McClarey, A; Phelan, P; O'Shea, D; Henderson, L; Gunson, R; Laurenson, I F.
Afiliação
  • McClarey A; Department of Renal Medicine, Royal Infirmary of Edinburgh, Edinburgh, UK.
  • Phelan P; Department of Renal Medicine, Royal Infirmary of Edinburgh, Edinburgh, UK.
  • O'Shea D; NHS Lothian Infection Service, Regional Infectious Diseases Unit, Western General Hospital, Edinburgh, UK.
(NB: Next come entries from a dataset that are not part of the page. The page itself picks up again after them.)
PR #899, opened 2022-10-31
Adds cudaSafeMalloc macro

badisa:
* Macro to avoid templating and to provide file/lineno

### DIFF
--- a/timemachine/cpp/src/gpu_utils.cuh
+++ b/timemachine/cpp/src/gpu_utils.cuh
@@ -39,11 +39,11 @@ inline void curandAssert(curandStatus_t code, const char *file, int line, bool a
 */
 #define cudaSafeMalloc(ptr, size)                                                                                      \
     ({                                                                                                                 \
+        const int cudaSafeMalloc__line = __LINE__;                                                                     \
         if (size > (1 << 30)) {                                                                                        \
-            fprintf(stderr, "cudaSafeMalloc: allocation larger than 1GiB %s %d\n", __FILE__, __LINE__);                \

  • Henderson L; Department of Renal Medicine, Royal Infirmary of Edinburgh, Edinburgh, UK.
  • Gunson R; West of Scotland Specialist Virology Centre, Glasgow Royal Infirmary, Glasgow, UK.
  • Laurenson IF; NHS Lothian Infection Service, Clinical Microbiology, Royal Infirmary of Edinburgh, Edinburgh, UK. Electronic address: Ian.Laurenson@nhslothian.scot.nhs.uk.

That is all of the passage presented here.